**The problem**
Wherever "entirely" turns up in the entries, copy out the line that holds it.

**Excerpted data**

PR #574, opened 2023-12-07
Add Select the start date (return requirements)

robertparkinson:
https://eaflood.atlassian.net/browse/WATER-4249

This is the second  page in the return requirements setup journey when 'no returns required' is selected.


app/controllers/licences.controller.js
```diff
@@ -0,0 +1,19 @@
+'use strict'
+
```
Cruikshanks, line 2: It's become a convention for each module we create that we declare some JSDoc about it at the top. I'd suggest

```suggestion

/**
 * Controller for /licences endpoints
 * @module LicencesController
 */
 
```

Cruikshanks (changes requested):
I've just got one small request about sticking a module declaration at the top of the file. Who knows, one day it might be useful! 😁 

Other than that this is bang on. Welcome to the team! 👥

Cruikshanks (approved):

PR #577, opened 2023-12-11
Create `fetch-licences` service

Jozzey:

This PR will extract the `fetch-licences` service out of our hacky branch https://github.com/DEFRA/water-abstraction-system/pull/458 and into its own PR along with the unit tests.

### DIFF
--- a/app/services/bill-runs/two-part-tariff/fetch-licences.service.js
+++ b/app/services/bill-runs/two-part-tariff/fetch-licences.service.js
@@ -1,0 +1,64 @@
+'use strict'
+
+/**
+ * Fetches 2PT Licences for the matching region and billing period
+ * @module FetchLicencesService
+ */
+
+const FetchChargeVersionsService = require('./fetch-charge-versions.service.js')
+
+/**
+ *
+ * @param {*} regionId
+ * @param {*} billingPeriod
+ *
+ * @returns
+ */
+async function go (regionId, billingPeriod) {
+  const chargeVersions = await FetchChargeVersionsService.go(regionId, billingPeriod)
+
+  const uniqueLicenceIds = _extractUniqueLicenceIds(chargeVersions)
+
+  return _groupByLicence(chargeVersions, uniqueLicenceIds)
+}
+
+function _extractUniqueLicenceIds (chargeVersions) {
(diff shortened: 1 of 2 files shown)


app/services/bill-runs/two-part-tariff/fetch-licences.service.js
```diff
@@ -0,0 +1,66 @@
...
+const FetchChargeVersionsService = require('./fetch-charge-versions.service.js')
+
+/**
+ * Fetches 2PT Licences for the matching region and billing period plus the charge versions associated with them grouped
+ * by licence
+ *
+ * @param {*} regionId UUID of the region being billed that the licences must be linked to
+ * @param {*} billingPeriod Object with a `startDate` and `endDate` property representing the period being billed
+ *
+ * @returns {Object} Contains an array of unique licence IDs and array of charge versions to be processed
```
Cruikshanks, line 17: We can be explicit with the types in the JSDoc. Plus I'm not sure the return comment is correct anymore.

```suggestion
 * @param {String} regionId UUID of the region being billed that the licences must be linked to
 * @param {Object} billingPeriod Object with a `startDate` and `endDate` property representing the period being billed
 *
 * @returns {Object[]} the licences to be matched, each containing an array of charge versions applicable for two-part tariff
```

app/services/bill-runs/two-part-tariff/fetch-licences.service.js
```diff
@@ -0,0 +1,66 @@
...
+  for (let i = 0; i < uniqueLicenceIds.length; i++) {
+    const licenceId = uniqueLicenceIds[i]
+    const matchedChargeVersions = chargeVersions.filter((chargeVersion) => {
+      return chargeVersion.licence.id === licenceId
+    })
+
+    const { licenceRef, startDate, expiredDate, lapsedDate, revokedDate } = matchedChargeVersions[0].licence
+
+    licences[i] = {
+      licenceId,
```
Cruikshanks, line 51: I don't think we need to use the old ID name anymore

```suggestion
      id: licenceId,
```

Cruikshanks (changes requested):
Just some corrections that come from this code being around so long and having gone through so many iterations.

Cruikshanks (approved):

PR #581, opened 2023-12-12
Return `aggregate` as a float

Jozzey:

During QA it has been spotted that the value for the `aggregate` is being returned as a string rather than a float, as this is how it is stored in the JSONB field in the database.

In this PR the `aggregate` value will be converted to a float in the `fetch-charge-versions` service by using `castFloat` in the Objection query.


Beckyrose200 (approved):
👍🏻

PR #582, opened 2023-12-12
Update 2PT check endpoint with alternate changes

Cruikshanks:

Way, way back we built our very first iteration of a two-part tariff 'check' endpoint. The intent was to have some way for our QA team to begin verifying how we were matching and allocating returns correctly. Along the journey, we realised we needed to make a major shift in how things were working which has since become known as the [alternate engine](https://github.com/DEFRA/water-abstraction-system/pull/458).

This started as a 'spike' (does _this_ look right?), then was deployed on the branch to environments for double checking, was tweaked, tweaked a bit more, tweaked again, new requests catered for etc. _Now_ we're trying to figure out how we migrate from our hack to 'production-ready' unit-tested code, still in the same branch.

Recently, we lost the original alternate engine changes we made to the 'check' endpoint on that branch when we merged in `main`. That became the trigger to move out of the [alternate-2pt-engine](https://github.com/DEFRA/water-abstraction-system/tree/alternate-2pt-engine) branch those changes which are just related to the check endpoint and what the QA team need to keep an eye on things.

This should mean we won't lose those changes again. Also, the team focused on refactoring can differentiate their changes from stuff we've been doing to keep the QA's happy! 😁

So, this change updates the 'check' endpoint to be the version we've been using and testing against. This includes what was needed to get it to work with our recent model changes.

> When two-part tariff is completed, hopefully soon, we will delete all of this! 😈


Cruikshanks:
I need #586 to be approved and merged for the unit tests in this change to pass 😁

PR #49, opened 2026-01-21
Fix Stop hook path resolution when CLAUDE_PLUGIN_ROOT is not set

fahmyelraie:
The Stop hook was failing with "No such file or directory" error when CLAUDE_PLUGIN_ROOT was not properly set in the environment, resulting in the script path resolving to "/scripts/check-complete.sh" instead of the full path.

Changes:
- Add SCRIPT_DIR variable with fallback to explicit path
- Use $HOME/.claude/plugins/planning-with-files/scripts as fallback when CLAUDE_PLUGIN_ROOT is not set
- Make check-complete.sh executable (chmod +x)
- Apply fix to both Unix and Windows paths in the hook command

This ensures the Stop hook runs successfully even when CLAUDE_PLUGIN_ROOT is not available in the shell environment.

Fixes the error: "bash: /scripts/check-complete.sh: No such file or directory"


OthmanAdi:
Thank you @fahmyelraie for this excellent fix! 🙏

This resolves a real issue that users were experiencing when `CLAUDE_PLUGIN_ROOT` wasn't properly set. The fallback path approach is clean and defensive.

Merged and will be included in the next release (v2.6.0)!

PR #51, opened 2026-01-22
Add the start command

Guozihong:
- Add the start command, which can be used through /planning-with-files:start in claudecode without the need to copy skills
- Copying skills to .claude/skills can also lead to ${CLAUDE-PLUGN_ROOT} path errors


OthmanAdi:
Thank you @Guozihong for this contribution! 🙏

This makes installation much simpler - users can now use `/planning-with-files:start` directly without needing to copy skills to their local folder.

Merged and will be included in the next release (v2.6.0)!

PR #76, opened 2026-02-09
Add opencode scripts for planning-with-files skill

codelyc:
Change-Id: I0f63b88df432ebae3a32e9037e7217623adadf11


OthmanAdi:
Thanks for taking the time to add OpenCode support. The scripts look solid and fill a real gap for users on that platform. Appreciate the contribution.

PR #86, opened 2026-02-27
fix: Stop hook fails on Windows — multiline YAML command not parsed by Git Bash

raykuo998:
## Summary

- The Stop hook in SKILL.md uses a YAML multiline block (`command: |`) with a ~25-line bash script for OS detection. On Windows, Claude Code passes hook commands through Git Bash, which fails to parse the multiline content — `SCRIPT_DIR=...` is interpreted as a command name instead of a variable assignment
- Replaced the multiline block with a single-line command: set `SD` variable inline, try `powershell.exe` first (Windows), fall back to `sh` (Linux/macOS). The OS-detection logic is eliminated entirely since the fallback chain handles it implicitly
- Applied to all 7 tool variants (claude, cursor, codex, codebuddy, kilocode, mastracode, opencode)

## Error on Windows (before fix)

```
Stop hook error: Failed with non-blocking status code: bash:
SCRIPT_DIR=/c/Users/rayku/.claude/skills/planning-with-files/scripts: No such file or directory
sh: /check-complete.sh: No such file or directory
```

## Root Cause

YAML `command: |` multiline blocks are not reliably parsed by Git Bash on Windows. The shell receives the first line (`SCRIPT_DIR=...`) as a command to execute rather than a variable assignment, causing the entire hook to fail.

## Fix

Before (25 lines per variant):
```yaml
command: |
  SCRIPT_DIR="${CLAUDE_PLUGIN_ROOT:-$HOME/.claude/plugins/planning-with-files}/scripts"
  IS_WINDOWS=0
  if [ "${OS-}" = "Windows_NT" ]; then
    ...20 more lines of OS detection...
  fi
```

After (1 line per variant):
```yaml
command: "SD=\"${CLAUDE_PLUGIN_ROOT:-$HOME/.claude/plugins/planning-with-files}/scripts\"; powershell.exe -NoProfile -ExecutionPolicy Bypass -File \"$SD/check-complete.ps1\" 2>/dev/null || sh \"$SD/check-complete.sh\""
```

## Test plan

- [x] Verified fix resolves the error on Windows 11 with Git Bash
- [x] Verify `check-complete.ps1` runs correctly via powershell.exe on Windows
- [x] Verify `check-complete.sh` runs correctly via sh on Linux/macOS (powershell.exe not found, falls through to sh)

### DIFF
--- a/.mastracode/skills/planning-with-files/SKILL.md
+++ b/.mastracode/skills/planning-with-files/SKILL.md
@@ -17,7 +17,7 @@ hooks:
   Stop:
     - hooks:
         - type: command
-          command: "SD=\"$HOME/.mastracode/skills/planning-with-files/scripts\"; powershell.exe -NoProfile -ExecutionPolicy Bypass -File \"$SD/check-complete.ps1\" 2>/dev/null || sh \"$SD/check-complete.sh\""
+          command: "SD=\"$HOME/.mastracode/skills/planning-with-files/scripts\"; [ -f \"$SD/check-complete.sh\" ] || SD=\".mastracode/skills/planning-with-files/scripts\"; powershell.exe -NoProfile -ExecutionPolicy Bypass -File \"$SD/check-complete.ps1\" 2>/dev/null || sh \"$SD/check-complete.sh\""
 metadata:
   version: "2.18.1"
 ---


OthmanAdi:
Ill do the last check as soon as possible. Thank you so much for the contributions 🙏🙏 @raykuo998

OthmanAdi:
Merged. Thank you @raykuo998.

Two PRs on the same day, both targeting Windows, both tracking bugs all the way to root cause and fixing them clean across every platform copy.

PR #88 fixed check-complete.ps1 completely failing on PowerShell 5.1. The parser was choking on characters inside double-quoted Write-Host strings: square brackets treated as array index expressions, parentheses as subexpressions, and the em-dash in comments breaking the block entirely. Switching to single-quoted strings with explicit concatenation was the correct call, and you applied it across all 12 copies without missing one.

This PR fixed the Stop hook YAML multiline block not parsing under Git Bash. The shell was receiving the first line as a command name instead of a variable assignment, crashing the hook before it could do anything. Collapsing 25 lines of OS detection into a single-line implicit fallback chain is cleaner and more maintainable than what was there, and it works correctly on every platform.

Windows users of this skill now have a working Stop hook and a working completion script. That matters more than most people realize.

Tagging v2.18.3 with both fixes credited. Welcome to the contributors list.

Ahmad

PR #100, opened 2026-03-04
Codex catchup: avoid Claude-path silent failure

### LINKED ISSUE #94: Codex variant: session-catchup still reads Claude session path
I was testing the Codex variant and noticed the catchup script here:

- `.codex/skills/planning-with-files/scripts/session-catchup.py`

still resolves sessions from `~/.claude/projects` (Claude layout).

For Codex users, this means catchup can look in the wrong place and miss previous session context after `/clear`.

What I saw
- `get_project_dir()` in the Codex script is hardcoded to Claude storage.

Suggested fix
- Detect provider/storage path in the Codex variant, or
- If Codex parsing isn't implemented yet, print an explicit fallback message instead of scanning Claude paths.

Happy to open a PR once you confirm the intended Codex session path.

tt-a1i:
## Summary
Fixes Codex session-catchup behavior so it no longer silently scans Claude's session path.

### What changed
- Updated `.codex/skills/planning-with-files/scripts/session-catchup.py`.
- When running from Codex skill folder and `~/.codex/sessions` is present (while the Claude project path is absent), the script now prints an explicit fallback message and exits.
- This avoids the previous silent no-op caused by looking at `~/.claude/projects/...` for Codex sessions.

## Why
Codex stores session data under `~/.codex/sessions` in a different format. The previous behavior used Claude path assumptions and could miss context recovery without any explanation.

## Validation
- Ran script with no planning files: no output (as expected).
- Ran script with planning files present: fallback message printed clearly.

Closes #94

### DIFF
--- a/.codex/skills/planning-with-files/scripts/session-catchup.py
+++ b/.codex/skills/planning-with-files/scripts/session-catchup.py
@@ -13,18 +13,31 @@ import sys
 import os
 from pathlib import Path
 from typing import List, Dict, Optional, Tuple
-from datetime import datetime
 
 PLANNING_FILES = ['task_plan.md', 'progress.md', 'findings.md']
 
 
-def get_project_dir(project_path: str) -> Path:
-    """Convert project path to Claude's storage path format."""
+def get_project_dir(project_path: str) -> Tuple[Optional[Path], Optional[str]]:
+    """Resolve session storage path for the current runtime variant."""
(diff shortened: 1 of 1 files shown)


OthmanAdi:
@tt-a1i The fix is correct. Detecting the Codex variant from `__file__` is clean — no config needed, no ambiguity. The explicit fallback message is much better than a silent no-op. Merging now.

PR #111, opened 2026-03-19
feat: add block-no-verify hook to prevent bypassing git hooks

### LINKED ISSUE #110: Add block-no-verify to prevent AI agents from skipping git hooks
The bypass flag allows agents to skip pre-commit hooks. block-no-verify@1.1.2 blocks this. See https://github.com/tupe12334/block-no-verify for installation instructions for Cursor (preToolUse), Mastra Code (PreToolUse), and Gemini (BeforeTool). Disclosure: the author and maintainer of block-no-verify opened this issue.

tupe12334:
Closes #110. Adds block-no-verify@1.1.2 as the first preToolUse entry in .cursor/hooks.json to block the git hook bypass flag before any shell execution. This complements the existing planning skill hooks without replacing them.


OthmanAdi:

**Solution**
- Replaced the multiline block with a single-line command: set `SD` variable inline, try `powershell.exe` first (Windows), fall back to `sh` (Linux/macOS). The OS-detection logic is eliminated entirely since the fallback chain handles it implicitly
PR #88 fixed check-complete.ps1 completely failing on PowerShell 5.1. The parser was choking on characters inside double-quoted Write-Host strings: square brackets treated as array index expressions, parentheses as subexpressions, and the em-dash in comments breaking the block entirely. Switching to single-quoted strings with explicit concatenation was the correct call, and you applied it across all 12 copies without missing one.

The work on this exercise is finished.